На квасной патриотизм Игоря Северянина и других казенных патриотов словно отвечает Владимир Маяковский.
Затянувшаяся война вела к главному катастрофическому следствию. Разрушение нравственных норм, крушение гуманизма из отвлеченной теории становится обыденной практикой. Уставшие, отчаявшиеся миллионы простых людей привыкают к тому, что все вопросы решаются насилием, убийством, кровью. Получив в руки оружие, они могли использовать его по собственному усмотрению.
Пытаясь лично повлиять на ход военных действий, император Николай совершает очередную, как считают многие историки, роковую ошибку. В 1915 году он возлагает на себя обязанности Верховного главнокомандующего и отправляется в ставку в Могилев. Теперь все военные неудачи прямо связываются с царем, в то же время в отдалении от Петрограда (город потерял «немецкое» название в патриотическом ажиотаже, сразу после начала войны) он все хуже понимает положение, в котором оказалась Россия. Предупреждения о надвигающейся революции Николай называет «вздором» даже за несколько дней до нее.
Когда в феврале 1917 года известие о беспорядках в столице достигает Могилева, императорский поезд отправляется в путь, но застревает недалеко от Пскова на станции Дно: солдаты не пропускают его. 2 (15) марта 1917 года во Псков прибывают два члена Государственной думы (по иронии судьбы – монархисты), и Николай II пишет и передает им текст отречения от престола. Так внезапно и прозаически прекращается правление династии Романовых, трехсотлетие которой праздновали совсем недавно, накануне войны (1913).
«Русь слиняла в два дня. Самое большее – в три. <…> Не осталось Царства, не осталось Церкви, не осталось войска. Что же осталось-то? Странным образом – буквально ничего. Остался подлый народ, из коих вот один, старик лет 60-ти, „и такой серьезный“, Новгородской губернии, выразился: „из бывшего царя надо бы кожу по одному ремню тянуть“. Т. е. не сразу сорвать кожу как индейцы скальп, но надо по-русски вырезывать из его кожи ленточка за ленточкой. И что ему царь сделал, этому „серьезному мужичку”», – горько сокрушался философ-консерватор, монархист В. В. Розанов. Однако и он вынужден был произнести слова о «прогнившем насквозь Царстве».
Розанов обвинял в происшедшем, прежде всего, русскую литературу, которая бесконечно критиковала государство и идеализировала русский народ: «Вот и Достоевский… Вот тебе и Толстой, и Алпатыч, и „Война и мир”» («Апокалипсис нашего времени», 1917–1918).

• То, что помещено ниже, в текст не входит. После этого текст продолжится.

PR #104, opened 2020-07-22
Simplify text format code

bkuehnert:
This PR refactors text-format.lisp in two ways:
1. Breaks the `do-field` flet into two separate functions `print-repeated-field` and `print-non-repeated-field`. This code was very similar to the `serialize-object` function, so the refactor is similar. This will make it a lot easier to support maps/oneofs.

Однако другой писатель, между прочим очень ценивший Розанова, высказывает прямо противоположное мнение. М. М. Пришвин узнает от прислуги писателя А. М. Ремизова неграмотной белоруски Насти «новость» о гибели России, которую она, видимо, подхватила в уличных разговорах от какого-то «однодумца» Розанова. «Есть, – отвечает, – Россия погибает. – Неправда, – говорим мы ей, – пока с нами Лев Толстой, Пушкин и Достоевский, Россия не погибнет». Прислуга с трудом заучивает незнакомые фамилии, называя Толстого «Леу» и принимая за него появляющихся в доме поэтов М. Кузмина и Ф. Сологуба. Через несколько дней история продолжается. «Как-то на улице против нашего дома собрался народ и оратор говорил народу, что Россия погибнет и будет скоро германской колонией. Тогда Настя в своем белом платочке пробилась через толпу к оратору и остановила его, говоря толпе: „Не верьте ему, товарищи, пока с нами Леу Толстой, Пушкин и Достоевский, Россия не погибнет”» (Дневник. 30 декабря. 1917 г.).
Для одних русская литература была причиной гибели России, для других – надеждой на возрождение. Но и в том и в другом случае на Слово возлагались огромная вина или надежда.
В. В. Набоков, писатель-эмигрант, эстет, сын министра Временного правительства В. Д. Набокова, подарит герою романа «Дар» (1937–1938) полный «безвкусного соблазна» и все-таки соблазнительный каламбур, соединяющий царствование деда и внука, вину и возмездие в истории пореформенной России: «Он живо чувствовал некий государственный обман в действиях „Царя-Освободителя“, которому вся эта история с дарованием свобод очень скоро надоела; царская скука и была главным оттенком реакции. После манифеста, стреляли в народ на станции Бездна, – и эпиграмматическую жилку в Федоре Константиновиче щекотал безвкусный соблазн, дальнейшую судьбу правительственной России рассматривать, как перегон между станциями Бездна и Дно».